Jules

Maigret (2025)

IMDb meta-data is 6 episodes of 50m rated 6.8 by 538 cinematizens. 

Genre: Krimi. 

DNA: French

Verdict: I liked it.  

Tagline: Justice of a kind.

Le brigade crim.

These comments are reactions to the first two episodes that comprise a homage to George’s Simenon, Maigret and the Lazy Burglar: Maigret et le Voleur paresseux (1961).  But I have seen all six episodes and they are cut from the same cloth.  

Maigret investigates not one but two serious crimes, and no they do not merge into one, as is usual in that trope, but each distracts his attention from the other. (Parallel investigations figures in all three stories, each divided into two parts. Ergo, in all, the six episodes cover three stories.)

But other usual tropes prop-up the plot: interference from outside, uncooperative colleagues, micromanagement from above, stress in his home life, and, well, this is a new one, bad dreams. 

To enjoy this version, and I did, it is necessary to relinquish one’s image of Maigret and his world. This is a renovation with mod cons. There are cell phones, slave cameras, iris scans, smart houses, digital data, motion sensors, forensic science, and computers here and there with Facebook and social influencers. But so far no Ubers, no smartwatches….no A.I.
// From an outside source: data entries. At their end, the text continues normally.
PR #7262, opened 2026-07-07
fix(checker): narrow on `in` and `not in` against literals

### LINKED ISSUE #7256: Type checker: 'x in (literal, literal)' does not narrow away None from str | None
## Summary

The type checker's narrowing engine does not understand membership tests against a tuple of literals (`x in ("a", "b")`), so it fails to narrow `x: str | None` down to `str` in the true branch of a conditional, even though `None` can never satisfy that membership test at runtime. This produces a spurious `E1001: Cannot assign str | NoneType to str` error on code that is actually safe.

## Minimal reproduction

```jac
def pick_kind(ak: str | None) -> str {
    result: str = ak if ak in ("node", "walker") else "obj";
    return result;
}

with entry {
    print(pick_kind("node"));
    print(pick_kind(None));
}
```

Running `jac check` on this file gives:

```
✖ Error: error[E1001]: Cannot assign str | NoneType to str
  --> repro.jac:2:5
    2 |     result: str = ak if ak in ("node", "walker") else "obj";
      |     ^^^^^^^^^^^^^^^^^^^^^^^^^^^^^^^^^^^^^^^^^^^^^^^^^^^^^^^^
```

At runtime this code is completely safe: `None in ("node", "walker")` evaluates to `False`, so `ak` can never be `None` when the true branch is taken. The checker is wrong to flag it.

## Context

This surfaced while working on #7249 (rebase of #6810, "Fix real type errors in the compiler's type-checker and codegen passes"). A workaround for this exact pattern in `BoundaryAnalysisPass._collect_boundary_type` (`jac/jaclang/jac0core/passes/impl/boundary_analysis_pass.impl.jac`) was flagged in review as unnecessary once this checker limitation is fixed — see review discussion on #6810.

Image

SandeepaHWP:
Fixes #7256.

## Problem

Checking a variable against a tuple or list of literals with `in` or `not in` did not narrow its type.

```jac
def pick_kind(ak: str | None) -> str {
    return ak if ak in ("node", "walker") else "obj";  # error: ak may be None
}
```

`None` cannot be in `("node", "walker")`, so this error is wrong.

## Change

- Two new narrowing kinds are added, `MEMBERSHIP_IN` and `MEMBERSHIP_NOT_IN`.
- They apply when the right side is a tuple or list and every element is a literal. The variable is narrowed to that literal type, or to the union of the literal types.
- Each element is checked with `_extract_literal_operand_type` from #8432. Variables, f-strings and `typing.cast(...)` are not literals. If any element is not a literal, no narrowing happens.
- Only the safe branch is narrowed, following the rule from #8957:
  - `x in (...)` narrows `x` only inside the `if`.
  - `x not in (...)` narrows `x` only inside the `else`.
  - The other branch keeps the original type.

## Known limitation

`not in` does not reduce a union of literals yet. For example, with `k: Literal["a", "b", "c"]`, `k` keeps its full type inside `if k not in ("a", "b")`. This is safe, and the tests record it as an expected error. Fixing it needs literal-aware type exclusion, which will be a separate PR.

## Tests

`checker_membership_narrowing.jac`, run by the `membership_narrowing` test.

- **Pass with no errors (3 cases):**
  - `in` with a tuple narrows to exactly `Literal["node", "walker"]`
  - `not in` with a list narrows after an early `return`
  - `in` with a single-element tuple narrows to `Literal["node"]`
- **Report the expected error (4 cases):**
  - a variable element, so nothing is narrowed
  - after `if x in (...)`, the variable keeps its full type
  - inside `if x not in (...)`, the variable keeps its full type
  - the known limitation above

Each expected error is checked by its full message, which includes the type.

The `literal_eq_narrowing` and `literal_ne_does_not_over_narrow` tests from #8432 also pass. `jac check` on the type evaluator and `jac fmt --check --lintfix` on the changed files pass.


SandeepaHWP:
Addressed both greptile comments: assertions now check against the joined error text instead of `errors_had[0]`/`errors_had[1]` by position (order-independent), and added `test_membership_not_in_list` plus positive coverage for int/float/bool literal elements in a membership tuple.

kugesan1105 (changes requested):
Thanks for this, the classifier diagnosis is right and I confirmed both reported repros pass with the diff applied locally. But I can't merge it as is: the narrowing engine's negative direction is unsound, and this PR extends that unsoundness to strings and to the new membership paths instead of containing it.

The deeper problem is that `exclude_type_from_union` is literal-blind. It keys union members by `shared.canonical_key()`, and `clone_with_literal` keeps the same `shared`, so excluding `Literal["node"] | Literal["walker"]` from `str | None` deletes the entire `str` member and leaves `None`. (This already bites `int`/`float`/`bool` on main, e.g. `if v != 5` on `int | None` narrows the true branch to `None`, so it's not something this PR introduced, but the PR spreads it to three new places.)

With this PR applied, all three functions below type-check clean; at runtime each `None`-typed variable holds the string `"other"`, and native lowering demotes all three functions (E5092, "binding a void-typed value"):

```jac
def ne_unsound(v: str | None) -> object {
    if v != "node" {
        n: None = v;   # accepted; at runtime n == "other"
        return n;
    }
    return "eq";
}

def notin_unsound(ak: str | None) -> object {
    if ak not in ("node", "walker") {
        n: None = ak;  # accepted; at runtime n == "other"
        return n;
    }
    return "in";
}

def in_false_branch(ak: str | None) -> object {
    if ak in ("node", "walker") {
        return "matched";
    }
    n: None = ak;      # accepted; at runtime n == "other"
    return n;
}
```

Two more specific issues:

1. F-string hole: `isinstance(right_expr, (..., MultiString))` also matches f-strings, whose evaluated type is bare `str`, not a literal. So `v != f"no{x}e"` and `ak not in (f"{x}", "walker")` narrow `str | None` to `None` as well (validated live, same wrong runtime value). The classifier should decide by the evaluated type (`is_literal_type()`), not by node shape.

2. `test_error_membership_false_branch_unnarrowed` passes for the wrong reason: with this PR, `ak` on the false branch is over-narrowed to `None`, and returning `None` against `-> str` still errors, so the assertion holds while the comment's claim ("ak is still str | None") is false.

What I'd like to see before this lands:

- Literal-aware exclusion in `exclude_type_from_union`: drop a union member only when it is the same literal; excluding `Literal["x"]` from a bare `str` member must be a no-op. This is the actual root cause and fixing it also repairs the existing `int`/`float`/`bool` hole.
- The classifier recognizes literals by evaluated type, so f-strings and references never qualify.
- If you'd rather keep the exclusion fix out of scope, then the inverted directions (`!=` true branch, `not in` true branch, `in` false branch) must produce no narrowing at all until it lands; only the positive directions are sound today.
- Tests that assert the narrowed type or the specific expected error on the negative direction over union targets, not just an error count.

The membership feature itself is a good addition and the positive-direction narrowing is sound, so this is close; it just can't ride on the current exclusion machinery in the negative direction.

SandeepaHWP:
Thanks for the detailed review. I rebuilt the PR around it:

- **Inverted directions:** I took the "no narrowing" option. Following #8957, `in` narrows only its true branch and `not in` only its `else`. The fixture checks both negative directions against the exact message, `Cannot return str | NoneType, expected str`. That proves `ak` stays `str | None` there, so your `n: None = ak` repros are rejected.
- **Literal recognition:** each element goes through `_extract_literal_operand_type` from #8432. It accepts literal syntax only, so f-strings, variables, references and `typing.cast(...)` never qualify.
- **Scope:** string `==` / `!=` moved to #8432, and this PR is now membership only, stacked on it.
- **Literal-aware exclusion** is left for a follow-up. The one case it would fix, `not in` over a literal union, is recorded in the fixture as an expected error.

SandeepaHWP:
Example:


```jac
# Inside the `if`, kind is "node" or "walker", so it can't be None.
def label_in(kind: str | None) -> str {
    if kind in ("node", "walker") {
        return kind;
    }
    return "other";
}

# `not in` narrows the other way: past the early return, kind is "node" or "walker".
def label_not_in(kind: str | None) -> str {
    if kind not in ("node", "walker") {
        return "other";
    }
    return kind;
}

# Still an error on purpose: outside the tuple, kind may be any str or None.
def label_rest(kind: str | None) -> str {
    if kind in ("node", "walker") {
        return "known";
    }
    return kind;
}
```

kugesan1105 (approved):
@SandeepaHWP  good fix; check the limitations

--------------------------

Image

PR #7263, opened 2026-07-07
feat(byllm): terminal-tool designation and strict structured-output type adherence

Jayanaka-98:
# feat(byllm): terminal-tool designation, omittable tool params, and ReAct completion fixes

## Summary

Lets a caller designate their own tool as the one that ends a ReAct loop and have byLLM enforce it, fixes several silent-failure paths in the structured-output and tool-calling machinery, and records parameter defaults in the MTIR so tool schemas stop forcing optional arguments.

Motivated by an AppWorld benchmark report (context in BYLLM_TERMINAL_TOOL_ISSUE.md): reasoning models routinely ended a tool session without calling the required terminal tool, so byLLM's loop exited "successfully" while the task was never completed and scores silently zeroed.

## Features

**Terminal-tool designation and enforcement.** `by llm(finish_tool=fn)` marks a caller's own function as the tool that ends the ReAct loop and yields the call's output, instead of relying on byLLM's auto-injected `finish_tool`:

```jac
def agent_step(task: str) -> str by llm(
    tools=[show_api_docs, execute_code],
    finish_tool=finish,
    max_react_iterations=50
);
```

Terminal-ness moved from the hardcoded `finish_tool` name to an `is_terminal` flag on the `Tool` instance (call-scoped, no mutation of the function). Detection funnels through a new `MTRuntime.get_terminal_tool()`. When a terminal is designated, byLLM does not inject its generic `finish_tool`, and it enforces the designated one: if the model tries to end without calling it, byLLM re-prompts once with only that tool available. Two non-blocking warnings flag footguns (a tool literally named `finish_tool`, and an undesignated `finish`-named tool).

**Omittable tool parameters (defaults recorded in MTIR).** Tool-schema generation marked every parameter `required`, so the model was pushed to supply optional args like `finish(answer: str = "")` and padded them with filler. The compiler now records whether a parameter has a default (`ParamInfo.has_default`, a syntactic property available in static analysis), and schema generation omits defaulted params from `required`. For plain Python tool functions (no MTIR), it falls back to `inspect.signature`.

## Bug fixes

**Structured output could silently degrade to a raw string.** When the ReAct loop exhausted its iterations, `_force_final_answer` returned `str(output)` for any return type, so a call declared to return an object could hand back a bare string with no error. It now validates for structured return types and raises into the correction-retry loop.

**finish_tool validation errors bypassed the correction-retry loop.** `FinishToolError` was a sibling of `OutputConversionError`, so a finish-tool output that failed validation escaped as a hard error. It is now caught in the typed-retry loops and carries `raw_output` so the correction prompt can echo the rejected value.

**Str-return agents could exit without calling a required terminal tool.** `_attempt_recovery` was gated off whenever the return type was `str`, so a designated terminal tool was never enforced for the common `-> str` agent. The gate now keys on whether a terminal tool is designated, giving those agents the completion guarantee while still allowing a plain text answer when no terminal is designated.

**MockLLM tool calls did not carry runtime tool flags.** `MockToolCall` wrapped a fresh, disconnected `Tool`, while real dispatch resolves calls through `mt_run.get_tool()` in `_parse_tool_calls`. The mock now re-points each tool call to the registered tool, so it mirrors real flow (and terminal detection works under test).

## Design notes

- Extra fields in a structured response are dropped (pydantic's default): the required data is present, so the typed object is built and re-prompting is avoided. The raw response with the extras stays visible in the LiteLLM call log. Missing or wrong-typed required fields still raise and drive the retry loop. (An earlier strict "reject undeclared fields" approach was considered and dropped as the wrong trade for the common case.)

## Tests

- Terminal tool: instance flagging, terminal ends the loop with its output, designated terminal forces recovery on a natural exit, plain str agent answers in text without a forced turn.
- Defaults in MTIR: the compiler-pass test compiles a real fixture where `analyze_person(person, detail_level: int = 3)` and asserts `has_default` is captured (True for `detail_level`, False for `person`); a schema test confirms a defaulted param is omitted from `required`; the Python-mode `inspect` fallback is covered too.
- Structured output: undeclared fields are dropped (top-level and nested), leaf coercion stays lenient, a missing required field raises.
- finish_tool validation error carries `raw_output`.


marsninja:

PR #1819, opened 2026-05-18
Move package management into a listing-page modal

VilppeRiskidev:
* Replace the standalone /edit route with a Manage Package modal on the package listing page, matching the Review Package pattern.
* Includes permission-gated sections (categories, deprecate/undeprecate, unlist with confirmation)
* Removes the old edit URL and PackageEdit links
* Extracts PackageListingManagement for loader/Await wiring

* Restore Manage Package for moderators (`can_manage || can_moderate`); keep per-action permission gates inside the modal.
* Load community filters only when the modal opens and the user can manage categories.
* Fetch listing status only after permissions, and only for users who need moderation/manage/admin data.
* Split Suspense so review notes and Manage Package are not blocked by unrelated requests.
* Lazy-mount modal content and add in-flight guards for unlist, deprecate, and category save.


Roffenlund (dismissed):
Is this still WIP? The modal seems to be missing features.

Oksamies (approved):
:shipit: (after checking out Copilot comments. I ran it after reviewing, just in case)

PR #1842, opened 2026-05-26
Use text-underline-position:from-font in Links

VilppeRiskidev:


packages/cyberstorm/src/newComponents/Link/Link.css
```diff
@@ -2,6 +2,7 @@
   .link {
     color: var(--link-color);
     text-decoration: none;
+    text-underline-position: from-font;
```
Roffenlund: I don't understand the effect of this line. Isn't it effectively dead code since text-decoration is already set to none in the line above or am I misunderstanding the use case of this?

Roffenlund (changes requested):

Roffenlund (approved):

PR #1846, opened 2026-05-27
Upload page fixes

VilppeRiskidev:


VilppeRiskidev:
Unit tests might be a bit bad, I can improve on those

apps/cyberstorm-remix/app/styles/layout.css
```diff
@@ -25,7 +25,7 @@
     align-self: flex-start;
     justify-content: flex-start;
     max-width: var(--nimbus-layout-content-max-width, 120rem);
-    padding: var(--space-16);
+    padding: var(--space-16) var(--space-16) 4rem;
```
Oksamies, line 29: This change should have been in it's own PR

apps/cyberstorm-remix/app/upload/uploadHooks.ts
```diff
@@ -0,0 +1,224 @@
...
+
+  useEffect(() => {
+    if (file) {
+      void startUpload();
+    }
+  }, [file, startUpload]);
+
+  const clearFile = useCallback(() => {
+    setFile(null);
+    if (fileInputRef.current) {
```
Oksamies, line 68: I'm not 100% sure, but maybe the fileInputRef should be added to the inputs list of the useCallback?

apps/cyberstorm-remix/vitest.config.ts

This clone has neither the bulk (as did Michael Gambon) nor the inwardness (as did Rowan Atkinson) of Maigret. (Bruno Cremer had both bulk and depth.) Yes, I know, this one doesn’t talk much but his silence does not convey depth so much as petulance. In this I agree with the prosecutor: No team player this one.  I did grow irritated by satellites asking him ‘Where are you going?’ and his not answering as he walks away to prove how enigmatic he is. On the subject of annoying fillers, there were far too many ‘I’m sorry’ about anything and everything. (‘Sorry’ used to mean ‘I won’t do it again,’ now it means little more than ‘Oops.’) But he does have the currently de rigour designer fuzz to show he is a man of these times of gender fluidity.  

What the episodes offer is a travelogue of Paris via Budapest, and puzzles to solve.  The acting is superb, from the lazy burglar to the effete business man, the local inspector, and the leads. 

Bruno Cremer as Jules Maigret

However, it seemed to this viewer that there were loose plot ends flapping in the breeze.  Among them are the following: How did the effete business man subdue the experienced criminal? How did he lift the body into the boot of the car? Why was there no forensic examination of the floor rug or the car boot? Was it with a flying carpet that the businessman left prison? LOL Did the helicopter pilot just sit and wait for arrest?  The story muddles the relationship between police and prosecutor.  Maigret covered for Cavre who didn’t seem to realise it.  (He remains an annoying cardboard foil in subsequent episodes.) Though the re-enactment compensated a bit. If that spindly woman clonked the burglar, is she still in jail. I lost track.

I found comparable loose ends in all the stories.

There is no rest for a detective out of copyright, and there have been numerous British versions, Irish, Austrian, German, Italian, Russian, Dutch, and Japanese, oh, and yes, French. (I can’t find any American rendering, but no doubt it has been done.)  Many liberties have been taken, about the only constant is the pipe and it appears here as a talisman. (I liked the silent joke about the pipe in a later episode.)

Bruno Cremet is ot in this group of Maigret’s. He is the only Maigret to do the complete works.

I wonder if this effort to update and refresh Maigret was inspired by the renaissance of Sherlock (2010).  It is certainly a comparable effort. But it lacks the superb soundtrack that energised Sherlock

I stuck with it for the lot. If the intention is to do the complete oeuvre then another fifty or so tales are in the pipeline.